What? Just when I'm actually interested in watching a Utah game they are blacking it out?


----------



## bowhunter3 (Oct 18, 2007)

HOGAN said:


> I have heard reports this game will be blacked out. Forgive the pun, but there was an artilcle in todays paper on the game will be 12.00 to watch. Something about the good old mountain had rights to show it but the college channel will be showing it, channel 613 for direct tv owners. Better check your tv, you may not be watching the game tonight.


CBS owns the mountain, and VS. That is why it is on CBS college sports station, they put it on that channel so it could be in HD, I for one am very happy about that.


----------



## Huge29 (Sep 17, 2007)

bowhunter3 said:


> HOGAN said:
> 
> 
> > I have heard reports this game will be blacked out. Forgive the pun, but there was an article in todays paper on the game will be 12.00 to watch. Something about the good old mountain had rights to show it but the college channel will be showing it, channel 613 for direct tv owners. Better check your tv, you may not be watching the game tonight.
> ...


Are you sure? Last I heard Comcast was a major owner in the Mtn. Secondly, it does not have to be a different channel to be in HD, correct? It is my understanding that the Mtn will be on HD for the Y/U game on the 22.

Hogan,
You are just yanking our chain, right?


----------



## bowhunter3 (Oct 18, 2007)

CBS owns versus, and the MTN. I don't get the MTN so I didn't know if it was in HD, but they wanted the game to get to a bigger audience so they put it on the CBS station which is available in HD.


----------



## Huge29 (Sep 17, 2007)

bowhunter3 said:


> CBS owns versus, and the MTN. I don't get the MTN so I didn't know if it was in HD, but they wanted the game to get to a bigger audience so they put it on the CBS station which is available in HD.

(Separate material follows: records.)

PR #37, opened 2022-01-21
Implement placeholder attribute to prevent multiple `derive_where`s with different paths

daxpedda:
This addresses a suggestion I made in #36. It implements a placeholder attribute that is applies when a `derive_where` attribute is processed. Any subsequent calls to `derive_where` with different paths will error out when they find this attribute.

Additionally:
- Adds a `#[derive_where(crate = "derive_where_")]` option.
- Fixes some typos.
- Adds a check for `#[derive_where(Zeroize(crate = "::zeroize"))]` because this is already the default.
- Update zeroize.

### DIFF
--- a/CHANGELOG.md
+++ b/CHANGELOG.md
@@ -6,7 +6,7 @@ and this project adheres to [Semantic Versioning](https://semver.org/spec/v2.0.0
 
 ## [Unreleased]
 ### Added
-- Support [`ZeroizeOnDrop`](https://docs.rs/zeroize/1.5.0-pre/zeroize/trait.ZeroizeOnDrop.html).
+- Support [`ZeroizeOnDrop`](https://docs.rs/zeroize/1.5.0/zeroize/trait.ZeroizeOnDrop.html).
 
 ### Removed
 - **Breaking Change**: Remove support for `Zeroize(drop)`.
--- a/non-msrv-tests/tests/ui/item.stderr
+++ b/non-msrv-tests/tests/ui/item.stderr
@@ -27,63 +27,69 @@ error: expected path, expected identifier
    |                        ^^^^^^^^^^^^^
 
 error: the `crate` option has to be defined in it's own `#[derive_where(..)` attribute
-  --> tests/ui/item.rs:17:16
+  --> tests/ui/item.rs:20:16
    |
-17 | #[derive_where(crate = "derive_where_", crate = "derive_where_")]
+20 | #[derive_where(crate = "derive_where_", crate = "derive_where_")]
    |                ^^^^^
 
-error: no traits found to implement, use `#[derive_where(..)` to specify some
-  --> tests/ui/item.rs:21:1
+error: duplicate `crate` option
+  --> tests/ui/item.rs:24:16
    |
-21 | struct OnlyCrate<T>(PhantomData<T>);
+24 | #[derive_where(crate = "derive_where_")]
+   |                ^^^^^^^^^^^^^^^^^^^^^^^
+
+error: no traits found to implement, use `#[derive_where(..)` to specify some
+  --> tests/ui/item.rs:28:1
+   |
+28 | struct OnlyCrate<T>(PhantomData<T>);
    | ^^^^^^^^^^^^^^^^^^^^^^^^^^^^^^^^^^^^
 
 error: unnecessary path qualification, `::derive_where` is used by default
-  --> tests/ui/item.rs:23:24
+  --> tests/ui/item.rs:30:24
    |
-23 | #[derive_where(crate = "::derive_where")]
+30 | #[derive_where(crate = "::derive_where")]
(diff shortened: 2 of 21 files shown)


CHANGELOG.md
```diff
@@ -6,7 +6,7 @@ and this project adheres to [Semantic Versioning](https://semver.org/spec/v2.0.0
 
 ## [Unreleased]
```
ModProg, line 7: We should also document the whole change to procmacro :D

non-msrv-tests/tests/ui/item.stderr
```diff
@@ -14,38 +14,68 @@ error: empty `derive_where` found
   |
   = note: this error originates in the attribute macro `derive_where` (in Nightly builds, run with -Z macro-backtrace for more info)
 
+error: the `crate` option has to be defined in it's own `#[derive_where(..)` attribute
+  --> tests/ui/item.rs:11:16
+   |
+11 | #[derive_where(crate(derive_where_))]
+   |                ^^^^^
```
ModProg, line 21: This looks a bit strange, shouldn't the error be:

> crate has do be defined as `crate="smth"` and not `crate(smth)`?

Because it is in its own derive_where attribute

src/error.rs
```diff
@@ -6,6 +6,34 @@ use proc_macro2::Span;
...
 
 impl Error {
+	/// `derive_where` was already applied on this item before.
+	pub fn visited(span: Span) -> syn::Error {
+		syn::Error::new(
+			span,
+			"`#[derive_where(..)` was already applied to this item before, this occurs when using \
+			 a qualified path for any `#[derive_where(..)`s except the first",
+		)
+	}
```
ModProg, line 16: Is there a UI test for this? or did I just overlook it?

non-msrv-tests/tests/ui/item.stderr
```diff
@@ -14,38 +14,68 @@ error: empty `derive_where` found
...
+   |
+14 | #[derive_where(crate = "struct Test")]
+   |                        ^^^^^^^^^^^^^
+
+error: the `crate` option has to be defined in it's own `#[derive_where(..)` attribute
+  --> tests/ui/item.rs:17:16
+   |
+17 | #[derive_where(crate = "derive_where_", crate = "derive_where_")]
+   |                ^^^^^
+
```
ModProg, line 34: I was thinking if this should be a seperate error `duplicate_crate`, but it's a pretty stupid misstake to make, and I'd guess you'd see the mistake if it is marked as a mistake. Just maybe the span should be the whole content and not only the first `crate`. 

Not sure tho.

ModProg (changes requested):

CHANGELOG.md
daxpedda: I planned to leave that to the other PR: #36.

non-msrv-tests/tests/ui/item.stderr
daxpedda: Yes, I forgot to mention, basically I was sick of creating new code branches to handle errors. The code is becoming really bloated because of it. I will look into it again.

src/error.rs
daxpedda: No, I somehow missed that.

non-msrv-tests/tests/ui/item.stderr
daxpedda: As above, awful error handling code branches.

daxpedda: Yeah, I tried, but I couldn't really figure out a clean way without changing a lot of stuff around. Unless you really mind I plan to leave it like that.

ModProg: No I think we can keep it as is.

ModProg: Maybe we can document it in the test case, as not ideal but the best we can easily do here.

src/error.rs
ModProg: did you add one? because this was resolved but I could not find it?

ModProg (changes requested):

non-msrv-tests/tests/ui/item.stderr
daxpedda: That sounds like a good idea.

src/error.rs
daxpedda: https://github.com/ModProg/derive-where/pull/37/files#diff-b4e400fe186fc9514f7d7023c38062fcb10c451c6f5111a7f241f646e1d8f390R83-R89
here

ModProg: oh ok, nvm

non-msrv-tests/tests/ui/item.stderr
daxpedda: Done.

ModProg (approved):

Bigger audience than the Mtn has? What are you smoking? Craig Thompson said that the Mtn was broadcasted to 98 thousand countries now! I read you now! But, I am curious about ownership of the Mtn, becuase that was supposedly a major factor in getting DTV and Dish to agree to terms where they were negotiating with their own hated competitor, but I do follow you in that CSTV created the Mtn, CBS bought CSTV and renamed it, maybe Comcast is just a small owner or something???


----------



## Chaser (Sep 28, 2007)

CBS must own the Mtn, and Comcast held the exclusive rights to it until this year, when DTV got it also.

So the bigger question is, if I don't have CBS sports with my current subscription, how would I get it? Are they doing a PPV option for the game, or would one need to sign up for the mega-super-fantastic top $100 package to get that programming?


----------



## HighNDry (Dec 26, 2007)

I guess I won't be watching the game then.
I was really pumped too.
Oh well, as Whittingham says, "I don't get into all that drama."


----------



## orvis1 (Sep 7, 2007)

So Hogan if you pay for the sports pack you get the game? I have direct tv so I am going to be pissed if the MWC screws this one up again. Why we had to leave ESPN to get the MTN craptastic is really a great move on the MTN Wests part...


----------



## GaryFish (Sep 7, 2007)

orvis1 - If you have direct TV and the sports pack, you will get the game. I set my DVR last night.


----------



## orvis1 (Sep 7, 2007)

Good to know.... If you have dish and need a place to see the game send me a PM ute fan only....


----------



## STEVO (Sep 13, 2007)

THose sons of **** *** *** ***** **** *** **** of ***** with ******* *** . I just check online for the commcast programs & tonight on the Mtn Network its either ***kin womens soccer or ****kin womens volleyball. -#&#*!- 

Im tellin ya what. Comcast is about to get Bitch slapped right out of my house!!!!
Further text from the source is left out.